Start of Exercise data

PR #1388, opened 2021-09-16
EVAKA-4288 family initialization improvements

jaahon:
#### Summary

* Add instructions about adding family memebers to applications
* Add dependants living in the same address as the applicant to application's "other children" list by default
* Fix family initialization not adding child's other guardian to the family
* Show family overview without income to unit supervisors

This PR does not fix cases where family initialization fails when the applicants partner is already the head of the family.

### DIFF
--- a/service/src/main/kotlin/fi/espoo/evaka/application/ApplicationStateService.kt
+++ b/service/src/main/kotlin/fi/espoo/evaka/application/ApplicationStateService.kt
@@ -26,6 +26,7 @@ import fi.espoo.evaka.daycare.domain.ProviderType
 import fi.espoo.evaka.daycare.getActivePreschoolTermAt
 import fi.espoo.evaka.daycare.getClubTerms
 import fi.espoo.evaka.daycare.getDaycare
+import fi.espoo.evaka.daycare.getPreschoolTerms
 import fi.espoo.evaka.daycare.getUnitApplyPeriods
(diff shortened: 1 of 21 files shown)


service/src/main/kotlin/fi/espoo/evaka/application/ApplicationStateService.kt
```diff
@@ -96,6 +99,66 @@ class ApplicationStateService(
...
+        type: ApplicationType,
+        form: ApplicationForm
+    ): ApplicationForm {
+        val today = dateNow()
+
+        val startDate = when (type) {
+            ApplicationType.PRESCHOOL -> tx.getPreschoolTerms().firstOrNull { it.extendedTerm.start.isAfter(today) }
+                ?.extendedTerm?.start
+            ApplicationType.CLUB -> tx.getClubTerms().firstOrNull { it.term.start.isAfter(today) }
+                ?.term?.start
```
Joosakur, line 134: Should one still be able to apply to club after term has started? I don't remember

Joosakur (approved):
🎖️

service/src/main/kotlin/fi/espoo/evaka/application/ApplicationStateService.kt
jaahon: Yeah, but this only affects the default date. So if the term has started we don't fill a default start date.

PR #1395, opened 2021-09-17
Add more action based permission checks

akheron:
#### Summary

- Implement action based permission checks for a few more simple cases: Fee thresholds, absences, application notes
- While at it, simplify the application notes controller a bit
- Use `ActionConfig` to check scoped roles for applications
- Refactor attachment permission checks
  - Use action based permissions for both citizen and employee
  - Add actions for each "parent" type: application, income statement
  - Sanitize permissions for attachment deletion


service/src/main/kotlin/fi/espoo/evaka/attachment/AttachmentQueries.kt
```diff
@@ -42,15 +37,15 @@ fun Database.Transaction.insertAttachment(
...
                     it
                         .bind("applicationId", attachTo.applicationId)
                         .bindNullable("incomeStatementId", null as IncomeStatementId?)
-                is AttachToIncomeStatement ->
+                is AttachmentParent.IncomeStatement ->
                     it
                         .bindNullable("applicationId", null as ApplicationId?)
                         .bind("incomeStatementId", attachTo.incomeStatementId)
-                is AttachToNothing ->
+                is AttachmentParent.None ->
```
kimifoud, line 48: Instead of binding nullables and bloating each branch when a new parent type is added, we could use `bindKotlin` and use a data class with null defaults.

```kt

data class AttachmentParent(
    val applicationId: ApplicationId? = null,
    val incomeStatementId: IncomeStatementId? = null,
    val fooId: FooId? = null,
)
```

```kt
        .bindKotlin(when (attachTo) {
            is AttachToApplication ->
                AttachmentParent(applicationId = attachTo.applicationId)
            is AttachToIncomeStatement ->
                AttachmentParent(incomeStatementId = attachTo.incomeStatementId)
            is AttachToNothing ->
                AttachmentParent()
        })
```

kimifoud: Naming needs some work but you get the idea. 😄

akheron: Great idea, fixed!

service/src/main/kotlin/fi/espoo/evaka/attachment/AttachmentQueries.kt
```diff
@@ -65,26 +56,36 @@ fun Database.Transaction.insertAttachment(
...
     )
     .bind("id", id)
-    .mapTo<Attachment>()
+    .map { row ->
+        val applicationId = row.mapColumn<ApplicationId?>("application_id")
+        val incomeStatementId = row.mapColumn<IncomeStatementId?>("income_statement_id")
+        val attachedTo =
+            if (applicationId != null) AttachmentParent.Application(applicationId)
+            else if (incomeStatementId != null) AttachmentParent.IncomeStatement(incomeStatementId)
+            else AttachmentParent.None
```
kimifoud, line 71: Hmmm.. `attachedTo` could be a generated column, see `message_account_type`. Or if the value is not needed in db queries, could it be a calculated value in `Attachment` data class?

kimifoud (approved):

service/src/main/kotlin/fi/espoo/evaka/attachment/AttachmentQueries.kt
akheron: We talked about this through another channel and came to the conclusion that this is the best way to do it 😄

service/src/main/kotlin/fi/espoo/evaka/attachment/AttachmentQueries.kt
```diff
@@ -9,54 +9,45 @@ import fi.espoo.evaka.shared.AttachmentId
...
+import org.jdbi.v3.core.kotlin.bindKotlin
 import org.jdbi.v3.core.kotlin.mapTo
 import java.util.UUID
 
-sealed interface AttachTo
-
-data class AttachToApplication(val applicationId: ApplicationId) : AttachTo
-data class AttachToIncomeStatement(val incomeStatementId: IncomeStatementId) : AttachTo
-object AttachToNothing : AttachTo
+data class AttachmentParentColumn(
```
Gekkio, line 18: Could this be `private`? Is there a need to expose this class? Or you could just move the class inside the the `insertAttachment` function if it's the only place where it's needed. Local classes don't need the `private` modified since they're only visible within the local scope (e.g. a function).

service/src/main/kotlin/fi/espoo/evaka/attachment/AttachmentQueries.kt
```diff
@@ -65,26 +56,36 @@ fun Database.Transaction.insertAttachment(
...
         """
-        SELECT id, name, content_type
+        SELECT id, name, content_type, uploaded_by_employee, uploaded_by_person, application_id, income_statement_id
         FROM attachment
         WHERE id = :id
         """
     )
     .bind("id", id)
-    .mapTo<Attachment>()
+    .map { row ->
```
Gekkio, line 65: This could be simplified a bit using the query-specific row mapper technique I mentioned a couple of weeks ago :nerd_face: 

Since we only want to specialize handling of one field that has a specific type, something like this should work:

```kotlin
.registerColumnMapper(AttachmentParent::class.java) { row ->
  val applicationId = row.mapColumn<ApplicationId?>("application_id")
  val incomeStatementId = row.mapColumn<IncomeStatementId?>("income_statement_id")
  if (applicationId != null) AttachmentParent.Application(applicationId)
  else if (incomeStatementId != null) AttachmentParent.IncomeStatement(incomeStatementId)
  else AttachmentParent.None
}
.mapTo<Attachment>()
```

= "JDBI, if you encounter a need to map an AttachmentParent somewhere, use this piece of code to do it"

service/src/main/kotlin/fi/espoo/evaka/shared/security/AccessControl.kt
```diff
@@ -424,19 +497,37 @@ WHERE employee_id = :userId
         throw Forbidden("Permission denied")
     }
 
+    private inline fun <reified A> hasPermissionThroughRoles(
```
Gekkio, line 500: I'm not 100% sure, but couldn't all these functions be normal non-inline non-reified functions? Usually reified type parameters are used when there's some need to operate on the type directly (e.g. in this case calling `A::class` would require a reified function). But it looks like we're just doing simple checks based on values and functions here

Gekkio (approved):
:+1:

service/src/main/kotlin/fi/espoo/evaka/attachment/AttachmentQueries.kt
Gekkio: Never mind, the API is a bit different than I thought, so it would make things a bit too complicated

Gekkio:
```kotlin
.registerRowMapper(AttachmentParent::class.java) { rs, ctx ->
  val applicationId = ctx.mapColumn<ApplicationId?>(rs, "application_id")
  val incomeStatementId = ctx.mapColumn<IncomeStatementId?>(rs, "income_statement_id")
  if (applicationId != null) AttachmentParent.Application(applicationId)
  else if (incomeStatementId != null) AttachmentParent.IncomeStatement(incomeStatementId)
  else AttachmentParent.None
}
```

Actually, it's probably not that bad :thinking: 

:shrug:

service/src/main/kotlin/fi/espoo/evaka/attachment/AttachmentQueries.kt
akheron: Moved inside the function 👍

service/src/main/kotlin/fi/espoo/evaka/attachment/AttachmentQueries.kt
akheron: Great suggestion, changed!

PR #1398, opened 2021-09-17
EVAKA-4273 finalize preparatory decisions

jaahon:
#### Summary

* Remove (broken) part that details the required attachments for correction requests on preschool and preparatory decisions
* Fix the layout of address info on decision corrections part
* Clarify that the date following child name on decisions is the child's date of birth
* Update preparatory decision texts


mikkopiu (approved):
LGTM though a bit weird to have that SV file with Finnish texts :P

PR #1406, opened 2021-09-20
EVAKA-4214: citizen sees message attachments

Joosakur:

### DIFF
--- a/frontend/src/lib-components/molecules/FileDownloadButton.tsx
+++ b/frontend/src/lib-components/molecules/FileDownloadButton.tsx
@@ -12,7 +12,7 @@ import { UUID } from 'lib-common/types'
 import {IconDefinition} from "@fortawesome/fontawesome-svg-core";
 import {FixedSpaceRow} from "../layout/flex-helpers";
 import {FontAwesomeIcon} from "@fortawesome/react-fontawesome";
-import {faFile, faFileImage, faFilePdf} from "../../lib-icons";
+import {fileIcon} from "./FileUpload";
 
 const DownloadButton = styled.button`
   background: none;
@@ -24,18 +24,6 @@ const DownloadButton = styled.button`
   text-align: start;
   text-decoration: none;
 `
-
-function getIcon(contentType: string): IconDefinition {
-  switch (contentType) {
-    case 'pdf':
-      return faFilePdf
-    case 'jpeg':
-    case 'png':
-      return faFileImage
-    default:
-      return faFile
-  }
-}
 
 interface FileDownloadButtonProps {
   file: Attachment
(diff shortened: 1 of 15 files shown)


frontend/src/lib-components/molecules/FileDownloadButton.tsx
```diff
@@ -21,10 +25,23 @@ const DownloadButton = styled.button`
   text-decoration: none;
 `
 
+function getIcon(contentType: string): IconDefinition {
```
kimifoud, line 28: `FileUpload.tsx` exports `fileIcon` function in `lib-components/molecules`

Joosakur: oh, thanks 👍

Joosakur:
e2e test passes locally but fails in ci. need to investigate..

service/src/main/resources/db/migration/R__message_account_access_view.sql
```diff
@@ -1,22 +1,29 @@
 DROP VIEW IF EXISTS message_account_access_view;
 
-CREATE VIEW message_account_access_view(employee_id, account_id) AS (
-    SELECT employee.id AS employee_id, acc.id AS account_id
+CREATE VIEW message_account_access_view(account_id, employee_id, person_id) AS (
```
kimifoud, line 3: I'd rather leave this view as it is (or maybe rename it to `employee_account_access_view`) and just check for person access directly in the queries. Or maybe create a separate view for citizen account access. There's no use-case where we lookup with both ids at the same time and this implementation has performance implications.

service/src/main/kotlin/fi/espoo/evaka/messaging/message/MessageQueries.kt
```diff
@@ -220,9 +225,17 @@ SELECT
...
     msg.recipient_id,
     msg.recipient_name,
-    msg.recipient_account_type
+    msg.recipient_account_type,
+    (
+        SELECT coalesce(jsonb_agg(json_build_object(
+           'id', att.id,
+           'name', att.name,
+           'contentType', att.content_type
+        )) FILTER ( WHERE att.id IS NOT NULL ), '[]')
```
kimifoud, line 234: What is the `FILTER` clause needed for? 🤔

kimifoud (changes requested):

service/src/main/kotlin/fi/espoo/evaka/messaging/message/MessageQueries.kt
Joosakur: I think it otherwise produced an object with null values

kimifoud: Ach, the coalesce default should probably be `'[]'::jsonb`.

Joosakur: huh, that works

service/src/main/resources/db/migration/R__message_account_access_view.sql
```diff
@@ -20,4 +20,4 @@ CREATE VIEW message_account_access_view(employee_id, account_id) AS (
     FROM message_account acc
         JOIN daycare_group_acl gacl ON gacl.daycare_group_id = acc.daycare_group_id
     WHERE acc.active = TRUE
-);
+);
```
kimifoud, line 23: 🤓 
```suggestion
);

```

kimifoud (approved):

End of Exercise data

How many lines of the entries above include the word "faFileImage"? Answer with the number only.

▸ Reply: 2